= UK Asian Film Festival =

The UK Asian Film Festival, previously known as the London Asian Film Festival, is a British film festival organised by the not-for-profit organisation Tongues on Fire Ltd. and takes place annually in the spring in London. The festival is the longest running South Asian film festival outside of India, having completed its 25th edition in 2023.

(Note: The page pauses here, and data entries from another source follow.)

PR #2314, opened 2021-07-18
Add NonPermittedConstraint

tzheleznyak:
### What does this PR do?
Add NonPermittedConstraint to be able to check annotations not contain standard JWT claims 

#### Change log

#### Test coverage

#### Documentation

#### API Changes

### DIFF
--- a/app/domain/authentication/constraints/non_permitted_constraint.rb
+++ b/app/domain/authentication/constraints/non_permitted_constraint.rb
@@ -1,0 +1,21 @@
+module Authentication
+  module Constraints
+
+    # This constraint is initialized with an array of strings.
+    # They represent resource restrictions that are not allowed
+    # Calling `validate` enforces this constraint on the given list of resource restrictions.
+    # If there is annotation for one of these non permitted values proper error would be thrown
+    class NonPermittedConstraint
+
+      def initialize(non_permitted:)
+        @non_permitted = non_permitted
+      end
+
+      def validate(resource_restrictions:)
+        any_non_permitted_restrictions = resource_restrictions & @non_permitted
+
+        raise Errors::Authentication::Constraints::NonPermittedRestrictionGiven, any_non_permitted_restrictions unless any_non_permitted_restrictions.empty?
+      end
+    end
+  end
+end
--- a/app/domain/errors.rb
+++ b/app/domain/errors.rb
@@ -540,6 +540,11 @@ module Errors
         code: "CONJ00069E"
       )
 
+      NonPermittedRestrictionGiven = ::Util::TrackableErrorClass.new(
+        msg: "Role can't have one of these none permitted restrictions {0-restrictions}",
+        code: "CONJ00069E"
+      )
+
       RoleMissingAnyRestrictions =  ::Util::TrackableErrorClass.new(
         msg: "Role must have at least one relevant annotation",
         code: "CONJ00099E"
--- a/app/domain/errors.rb
+++ b/app/domain/errors.rb
@@ -541,7 +541,7 @@ module Errors
       )
 
       NonPermittedRestrictionGiven = ::Util::TrackableErrorClass.new(
-        msg: "Role can't have one of these none permitted restrictions {0-restrictions}",
+        msg: "Role can't have one of these none permitted restrictions '{0-restrictions}'",
         code: "CONJ00069E"
       )
 
--- a/spec/app/domain/authentication/constraints/non_permitted_constraint_spec.rb
+++ b/spec/app/domain/authentication/constraints/non_permitted_constraint_spec.rb
@@ -1,0 +1,82 @@
+# frozen_string_literal: true
+
+require 'spec_helper'
+
+RSpec.describe(Authentication::Constraints::NonPermittedConstraint) do
+  let(:non_permitted_constraint) { ["iat", "nbf", "exp", "iss"] }
+  let(:raised_error) { ::Errors::Authentication::Constraints::NonPermittedRestrictionGiven }
+
+  subject(:constraint) do
+    Authentication::Constraints::NonPermittedConstraint.new(non_permitted: non_permitted_constraint)
+  end
+
+  context "when validating empty array" do
+    subject do
+      constraint.validate(resource_restrictions: [])
+    end
+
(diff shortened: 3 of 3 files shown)


app/domain/authentication/constraints/non_permitted_constraint.rb
```diff
@@ -0,0 +1,22 @@
...
+
+      def initialize(non_permitted:)
+        @non_permitted = non_permitted
+      end
+
+      def validate(resource_restrictions:)
+        any_non_permitted_restrictions = resource_restrictions & @non_permitted
+        if any_non_permitted_restrictions.length > 0
+          raise Errors::Authentication::Constraints::NonPermittedRestrictionGiven, any_non_permitted_restrictions
+        end
```
sashaCher, line 18: Do you consider to use !any_non_permitted_restrictions.empty? or something like this and to convert the raise t one-liner?

app/domain/authentication/constraints/non_permitted_constraint.rb
```diff
@@ -0,0 +1,22 @@
+module Authentication
+  module Constraints
+
+    # This constraint is initialized with an array of strings.
+    # They represent resource restrictions that are not allowed
+    # Calling `validate` enforces this constraint on the given list of resource restrictions.
+    # If there is annotation for one of these non permitted values proper error would be thrown
+    class NonPermittedConstraint
```
benoaviram, line 8: @tzheleznyak we will have more functions in this class? if not, why not making it command class?

tzheleznyak: To be in the same form as other constraints. If im turning this to CommandClass it can be in separate issue to refactor all validators . 

And it will influence also GCP, OIDC, K8S

spec/app/domain/authentication/constraints/non_permitted_constraint_spec.rb
```diff
@@ -0,0 +1,73 @@
+# frozen_string_literal: true
+
+require 'spec_helper'
+
+RSpec.describe(Authentication::Constraints::NonPermittedConstraint) do
+  let(:non_permitted_constraint) { ["iat", "nbf", "exp", "iss"] }
```
benoaviram, line 6: @tzheleznyak could you use the MANDATORY_CLAIMS_DENY_LIST const? 
it has more claims and single-source-of-truth

spec/app/domain/authentication/constraints/non_permitted_constraint_spec.rb
```diff
@@ -0,0 +1,73 @@
...
+  subject(:constraint) do
+    Authentication::Constraints::NonPermittedConstraint.new(non_permitted: non_permitted_constraint)
+  end
+
+  context "when validating empty array" do
+    subject do
+      constraint.validate(resource_restrictions: [])
+    end
+
+    it "raises an error" do
```
benoaviram, line 18: why?

spec/app/domain/authentication/constraints/non_permitted_constraint_spec.rb
tzheleznyak: Its a test so i don't think its really a problem. But already @nessiLahav  adding this to host so when he will add i will use it. Even in another pr i will do the usage. So there won't be two variables

spec/app/domain/authentication/constraints/non_permitted_constraint_spec.rb
tzheleznyak: Good catch thanks

tzheleznyak: The title needs to be change to not raise_error i put wrong title

spec/app/domain/authentication/constraints/non_permitted_constraint_spec.rb
```diff
@@ -0,0 +1,73 @@
...
+    subject do
+      constraint.validate(resource_restrictions: ["exp", "iat"])
+    end
+
+    it "raises an error" do
+      expect { subject }.to raise_error(raised_error)
+    end
+  end
+
+  context "when validating one permitted and one non permitted restriction" do
```
benoaviram, line 63: Maybe worth adding - 
1. restriction with name that contains the non permited (customer made) - i.e. "expref"
2. Make the first restriction permitted and the second non-permitted 
3. create a list with first restriction permitted, second is empty string, third is non-permitted

spec/app/domain/authentication/constraints/non_permitted_constraint_spec.rb
tzheleznyak: I forgot to change titles

spec/app/domain/authentication/constraints/non_permitted_constraint_spec.rb
tzheleznyak: 1. Name that contains inside something non permitted should be permitted in my opinion because there is no special treatment for strings that are different then the one in the const
2. Added it good point
3. This case is not possible because current load policy don't lets to load annitation without a name because its a broken yaml

benoaviram: Regarding 1 i agree with you, we need to make sure that this is allowed and will be allowed also in future changes in the feature

tzheleznyak: Ok now i got you. I will add it

benoaviram (dismissed):

app/domain/errors.rb
```diff
@@ -525,6 +525,11 @@ module Constraints
         code: "CONJ00069E"
       )
 
+      NonPermittedRestrictionGiven = ::Util::TrackableErrorClass.new(
+        msg: "Role can't have one of these none permitted restrictions {0-restrictions}",
```
nessiLahav, line 529: change {0-restrictions} to '{0-restrictions}'

nessiLahav (changes requested):
1 comment

nessiLahav (dismissed):
LGTM

nessiLahav (approved):

PR #2315, opened 2021-07-18
`aud` claim support

sashaCher:
### What does this PR do?

Enables `authn-jwt` to support `aud` claim according [RFC](https://datatracker.ietf.org/doc/html/rfc7519).

#### Change log

#### Test coverage

#### Documentation

#### API Changes


nessiLahav (changes requested):
Just add limitation that audience variable supports only singe value and not array

app/domain/authentication/authn_jwt/validate_and_decode/fetch_audience_value.rb
```diff
@@ -0,0 +1,79 @@
...
+          resource_class: ::Resource,
+          fetch_required_secrets: ::Conjur::FetchRequiredSecrets.new,
+          logger: Rails.logger
+        },
+        inputs: %i[authentication_parameters]
+      ) do
+        def call
+          @logger.debug(LogMessages::Authentication::AuthnJwt::FetchingAudienceValue.new)
+          
+          return empty_audience_value unless audience_resource_exists?
```
nessiLahav, line 18: Why? it should be similar to `FetchIssuerValue` command class

nessiLahav:
@sashaCher We need to decide what state if claim is mandatory to validate, the current behavior is:
iss,iat,nbf = if they exist in the token, we must to validate them

In this design you suggest otherwise:
If aud  exists in token is not must to validate
But if audience is configured it means it is must to be validated 

I think aud should act the same as other claims. (we can add in the future configuration of mandatory standard claim to validate)

@benoaviram @hilagross WDYT?

sashaCher:
@nessiLahav I've added limitation and emphasised that `aud` is mandatory once variable exists

sashaCher:
@nessiLahav 
1. It's a shame that we have no mechanism that allows customer to define claims mentioned by you as mandatory.
2. In any case we have to respect them if they are present
3. The behaviour should be consistent:
**Given:** As a authenticator owner I've defined the `audience` variable and provided it with valid value
**When** The authenticator receives a token without `aud` claim at all
**Then** The authentication failed

nessiLahav:
> @nessiLahav
> 
> 1. It's a shame that we have no mechanism that allows customer to define claims mentioned by you as mandatory.
> 2. In any case we have to respect them if they are present
> 3. The behaviour should be consistent:
>    **Given:** As a authenticator owner I've defined the `audience` variable and provided it with valid value
>    **When** The authenticator receives a token without `aud` claim at all
>    **Then** The authentication failed

I am OK with the decision that we are enforcing the audience by the policy but as you mention in bullet 1, i think the UX is problematic/confusing:

**exp** - is mandatory hardcoded 
**iss** - is mandatory if exists in token while `issuer` variable is optional 
**iat, nbf** - are mandatory if exist in token
**aud** - is mandatory if `audience` variable is configured
**jti** - is ignored

hilagross:
@nessiLahav @sashaCher 
if `audience` variable exists then it should must be in token and should be validated.
the variable itself should be optional, same as `iss`

I'm trying to understand if it's possible to verify `aud` claim that is in the token (same as other claims behaviour)

nessiLahav (approved):
LGTM

nessiLahav (approved):
LGTM

PR #2319, opened 2021-07-19
401 for empty username

hughsaunders:
### What does this PR do?
Previously Conjur returned 500 when trying to login with an empty
username. This commit alters Conjur to return 401 for an empty
username. This is consistent with other invalid usernames.

### What ticket does this PR close?
Related: cyberark/conjur#2318

#### Change log
- [ ] The CHANGELOG has been updated, or
- [x] This PR does not include user-facing changes and doesn't require a CHANGELOG update

#### Test coverage
- [x] This PR includes new unit and integration tests to go with the code changes, or
- [ ] The changes in this PR do not require tests

#### Documentation
- [ ] Docs (e.g. `README`s) were updated in this PR, and/or there is a follow-on issue to update docs, or
- [x] This PR does not require updating any documentation

#### API Changes
- [ ] The [OpenAPI spec](https://github.com/cyberark/conjur-openapi-spec) has been updated to meet new API changes (or an issue has been opened), or
- [x] The changes in this PR do not affect the Conjur API

Issue #2318, opened 2021-07-19
500 on login with empty username


hughsaunders:
## Summary
When a user tries to login to conjur with an empty username, the server responds with 500. I would expect 401. 

## Steps to Reproduce
1. Deploy conjur via [conjur-quickstart](https://github.com/cyberark/conjur-quickstart).
2. Exec into the client container and try to login, press enter when prompted for a username and supply any value for the password: 

   ```bash
      15:08 $ docker exec -it conjur_client bash 
      root@99eb7ba03fbb:/# conjur authn login
      Enter your username to log into Conjur: 
      Please enter your password (it will not be echoed): 

      error: 500 Internal Server Error


## Expected Results
I expect Conjur to reutrn 401 with an empty username. Currently if the password is empty 401 is returned. I think it should be the same for an empty username.

## Actual Results (including error logs, if applicable)
Server returns 500.

Example server log:

```
[origin=172.21.0.7] [request_id=c5481771-9e44-4feb-b03b-d7c314deb303] [tid=50] Started GET "/authn/conjur/login" for 172.21.0.7 at 2021-07-19 15:14:18 +0000
[origin=172.21.0.7] [request_id=c5481771-9e44-4feb-b03b-d7c314deb303] [tid=50] Processing by AuthenticateController#login as */*
[origin=172.21.0.7] [request_id=c5481771-9e44-4feb-b03b-d7c314deb303] [tid=50]   Parameters: {:controller=>"authenticate", :action=>"login", :authenticator=>"authn", :account=>"conjur"}
[origin=172.21.0.7] [request_id=c5481771-9e44-4feb-b03b-d7c314deb303] [tid=50] CONJ00047I Login Error: #<Dry::Struct::Error: [Authentication::AuthenticatorInput.new] "" (String) has invalid type for :username violates constraints (format?(/\S+/, "") failed)>
[origin=172.21.0.7] [request_id=c5481771-9e44-4feb-b03b-d7c314deb303] [tid=50] /opt/conjur-server/app/controllers/concerns/basic_authenticator.rb:38:in `login_input'
[origin=172.21.0.7] [request_id=c5481771-9e44-4feb-b03b-d7c314deb303] [tid=50] /opt/conjur-server/app/controllers/concerns/basic_authenticator.rb:31:in `authenticator_login'
[...]

PR #2321, opened 2021-07-20
401 for empty username

hughsaunders:
### What does this PR do?
Previously Conjur returned 500 when trying to login with an empty
username. This commit alters Conjur to return 401 for an empty
username. This is consistent with other invalid usernames.

Related: cyberark/conjur#2318

#### Change log

#### Test coverage

#### Documentation

#### API Changes

This is my second attempt, previous PR was #2319.

### DIFF
--- a/CHANGELOG.md
+++ b/CHANGELOG.md
@@ -6,6 +6,9 @@ and this project adheres to [Semantic Versioning](http://semver.org/spec/v2.0.0.
 
 ## [Unreleased]
 
+### Changed
+- Conjur now returns 401 (instead of 500) for authentication requests with an empty username. [cyberark/conjur#2381](https://github.com/cyberark/conjur/issues/2318)
+
 ### Security
 - Upgraded addressable in ./Gemfile.lock and ./docs/Gemfile.lock to 2.8.0 to resolve
   GHSA-jxhc-q857-3j6g [cyberark/conjur#2311](https://github.com/cyberark/conjur/pull/2311)
--- a/cucumber/api/features/login.feature
+++ b/cucumber/api/features/login.feature
@@ -81,6 +81,14 @@ Feature: Exchange a role's password for its API key
       cucumber:user:non-exist failed to login with authenticator authn service cucumber:webservice:conjur/authn: CONJ00007E 'non-exist' not found
     """
 
+  Scenario: Empty username results in 401 response
+    When I GET "/authn/cucumber/login" with username "" and password "My-Password1"
+    Then the HTTP response status code is 401
+
+  Scenario: Invalid username with non-alpha characters results in 401 response
+    When I GET "/authn/cucumber/login" with username "!@#$%^&*(){}" and password "My-Password1"
+    Then the HTTP response status code is 401
+
   Scenario: Wrong hostname cannot be used to obtain API key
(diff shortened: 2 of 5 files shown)


CHANGELOG.md
```diff
@@ -6,6 +6,9 @@ and this project adheres to [Semantic Versioning](http://semver.org/spec/v2.0.0.
 
 ## [Unreleased]
 
+### Changed
+- Conjur now returns 401 (instead of 500) for authentication requests with an empty username.
```
orenbm, line 10: can you please link to an issue? we do this for all CL entries

cucumber/api/features/login.feature
```diff
@@ -81,6 +81,10 @@ Feature: Exchange a role's password for its API key
       cucumber:user:non-exist failed to login with authenticator authn service cucumber:webservice:conjur/authn: CONJ00007E 'non-exist' not found
     """
 
+  Scenario: Empty username results in 401 response
```
orenbm, line 84: what about `/authenticate` requests? can we add a test in `authenticate.feature`?

eladkug: I would add uniq chars and space between two words as well

hughsaunders: Uniq chars? Eg single character user name? or a string of a single repeated character?

eladkug: something like` !@#$%^&*(){}` to make sure it doesnt fail as part of reading those chars

hughsaunders: Not sure the same test makes sense for authenticate as the route won't match with an empty string, so it will result in 404:

Correctly formed authenticate request (conjur-quickstart local docker instance):
```
root@4d8ed4895116:/# curl -i --header "Accept-Encoding: base64" --data "${key}" http://conjur/authn/conjur/admin/authenticateHTTP/1.1 200 OK
Content-Encoding: base64
Content-Type: text/plain; charset=utf-8
ETag: W/"76fc6a0836156143887cec2a33197620"
Cache-Control: max-age=0, private, must-revalidate
X-Request-Id: 7597cc83-a4e5-4553-b260-6a661b9b2d15
X-Runtime: 0.059081
Transfer-Encoding: chunked

eyJwcm... snip rest of token
```
Authenticate request with empty username:
```
root@4d8ed4895116:/# curl -i --header "Accept-Encoding: base64" --data "${key}" http://conjur/authn/conjur//authenticate
HTTP/1.1 404 Not Found
Content-Type: text/html; charset=utf-8
X-Request-Id: 25413780-9c20-4896-bc3e-1986b0cc6ca0
X-Runtime: 0.015727
```
In this case the error is 404, which is reasonable given the username is part of the route.

orenbm: you are correct, my bad

hughsaunders:
The latest SHA 6727528 has had a [green codeclimate build](https://codeclimate.com/github/cyberark/conjur/builds/7308), but due to ongoing codeclimate problems the status on the PR has not udpated. As there is a green code climate build, I propose we merge this anyway. 
codeclimate_green_build

jonahx (approved):

eladkug (approved):
LGTM

PR #2332, opened 2021-07-22
Add fix to validate restrictions tests

tzheleznyak:


cucumber/authenticators_jwt/features/authn_jwt_validate_restrictions.feature
```diff
@@ -99,10 +99,10 @@ Feature: JWT Authenticator - Validate restrictions
...
       id: myapp
       annotations:
-        authn-jwt/project-id: myproject
-        authn-jwt/aud: myaud
-        authn-jwt/raw/project-id: myproject
-        authn-jwt/raw/aud: wrong-aud
+        authn-jwt/project-id: valid
+        authn-jwt/ref: valid
+        authn-jwt/raw/project-id: valid
+        authn-jwt/raw/ref: invalid
```
sashaCher, line 105: It looks like the test loosing its point.
All annotations has the same value.
How will we identify the error?
Previous version is looking much better

Avi-Eyal (approved):
LGTM

PR #2338, opened 2021-07-25
Fix direct check when mapping bug

tzheleznyak:
Bugfix to make test ONYX-10889 work.

Currently when the mapping is given we can check a host annotation directly and according to mapping. The bugfix insures error being thrown if one of the host annotations is a mapped claim.

### DIFF
--- a/app/domain/authentication/authn_jwt/restriction_validation/create_constraints.rb
+++ b/app/domain/authentication/authn_jwt/restriction_validation/create_constraints.rb
@@ -10,9 +10,7 @@ module Authentication
       #   * NonPermittedConstraint - Checks there are no standard claims [exp,iat,nbf,iss] in the host annotations
       CreateConstrains = CommandClass.new(
         dependencies: {
-          non_permitted_constraint: Authentication::Constraints::NonPermittedConstraint.new(
-            non_permitted: CLAIMS_DENY_LIST
-          ),
+          non_permitted_constraint_class: Authentication::Constraints::NonPermittedConstraint,
           required_constraint_class: Authentication::Constraints::RequiredConstraint,
           multiple_constraint_class: Authentication::Constraints::MultipleConstraint,
           not_empty_constraint: Authentication::Constraints::NotEmptyConstraint.new,
@@ -20,7 +18,7 @@ module Authentication
           fetch_mapping_claims_class: Authentication::AuthnJwt::RestrictionValidation::FetchMappingClaims,
           logger: Rails.logger
         },
-        inputs: %i[authentication_parameters]
+        inputs: %i[authentication_parameters base_non_permitted_annotations]
       ) do
         # These is command class so only call is called from outside. Other functions are needed here.
         # :reek:TooManyMethods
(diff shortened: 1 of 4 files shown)


app/domain/errors.rb
```diff
@@ -584,7 +584,7 @@ module Constraints
       )
 
       NonPermittedRestrictionGiven = ::Util::TrackableErrorClass.new(
-        msg: "Role can't have one of these none permitted restrictions '{0-restrictions}'",
+        msg: "Role can't have standard claim or a mapped claim",
```
sashaCher, line 587: This message a bit problematic for me.
It's thrown by infrastructural class [NonPermittedConstraint](https://github.com/cyberark/conjur/blob/0084b9d7f2a6b09eaa75093dd994f38ccee3e52d/app/domain/authentication/constraints/non_permitted_constraint.rb#L17) but contains the name of concrete features in it.
What will happen if any other authenticaficator will need to use the class?
What will happen if other parameters except mapped claims will affect permitted restrictions list?

sashaCher: I prefer to keep the message as is as long it's an infrastructural message.
If we want to make things clear we should catch an exception and to have jet specific treatment for it.

app/domain/authentication/authn_jwt/restriction_validation/create_constraints.rb
```diff
@@ -79,8 +77,14 @@ def add_required_constraint
           @constraints.append(required_constraint)
         end
 
+        def non_permitted_constraint
+          @non_permitted_constraint ||= @non_permitted_constraint_class.new(
+            non_permitted: @base_non_permitted_annotations + mapping_claims.keys
```
sashaCher, line 82:
```suggestion
            non_permitted: @base_non_permitted_annotations + mapping_claims.values
```
Keys are annotations and values are claim names: `brach:ref`.

app/domain/errors.rb
hilagross: I think we should try to make it more understandable, the way it was it wasn't so clear

app/domain/authentication/authn_jwt/restriction_validation/create_constraints.rb
tzheleznyak: But i invert it

tzheleznyak: image

app/domain/errors.rb
```diff
@@ -542,6 +542,11 @@ module AuthnJwt
         msg: "Failed to parse mapping claims, {0-purpose} value '{1-claim-value}' appears twice or more",
         code: "CONJ00113E"
       )
+
+      RoleWithStandardOrMappedClaimError = ::Util::TrackableErrorClass.new(
+        msg: "Role can't have standard claim or a mapped claim. Error : '{0-error}'",
```
sashaCher, line 547:
```suggestion
        msg: "Role can't have registered claim or a mapped claim. Error : '{0-error}'",
```
https://datatracker.ietf.org/doc/html/rfc7519#section-4.1

sashaCher (commented):
Looks good.
Left one comment

sashaCher (approved):
LGTM
Message will be changed in docs PR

The festival's patrons are Abhishek Bachchan, Prof. Rachel Dwyer, Lord Diljit Rana, Sunita Sangar, Sabiha Sumar and Meera Syal.

== Festival films ==
The 21st Edition of UKAFF was held on 27 March – 4 May 2019, with the festival in London, Edinburgh, Glasgow, Leicester and Manchester. The Short Film Competition Winner was Belmaya Nepali for Educate our daughters, the Youth Curated Choice Award was for film Chegu, Best Documentary to Roopa Barua for Daughters of the Polo God, Best Director to Madhumita for KD, Best Actor to Rasika Duggal for Hamid, Best Film to Hamid and Audience Choice Best Film to Pinky Memsaab.

The 16th Edition of LAFF was held on 1–14 June 2014. The Festival was opened by Nagesh Kukunoor's film on child trafficking Lakshmi. The UK Pakistani collaboration Tamanna had its UK premier at the festival on 8 June 2014.

At the 14th LAFF in 2012 Pakistani films won three awards for the first time in the festival's history. Bol won three awards: Humaima Malik won Best Film Actress, Shoaib Mansoor won the award for Best Film and Amr Kashmiri won the award for Best New Talent, and Rahat Fateh Ali Khan won Best Music Talent Award for the song Koi Dil Mein from the film Tamanna.

Other films to have premiered at LAFF include Fire, Godmother, Khamosh Pani, Barfi, Bhopal: A Prayer For Rain, Waiting, Manto, Rang Rasiya, Margarita with a Straw, Seedlings (Lamha) and Good Morning Karachi.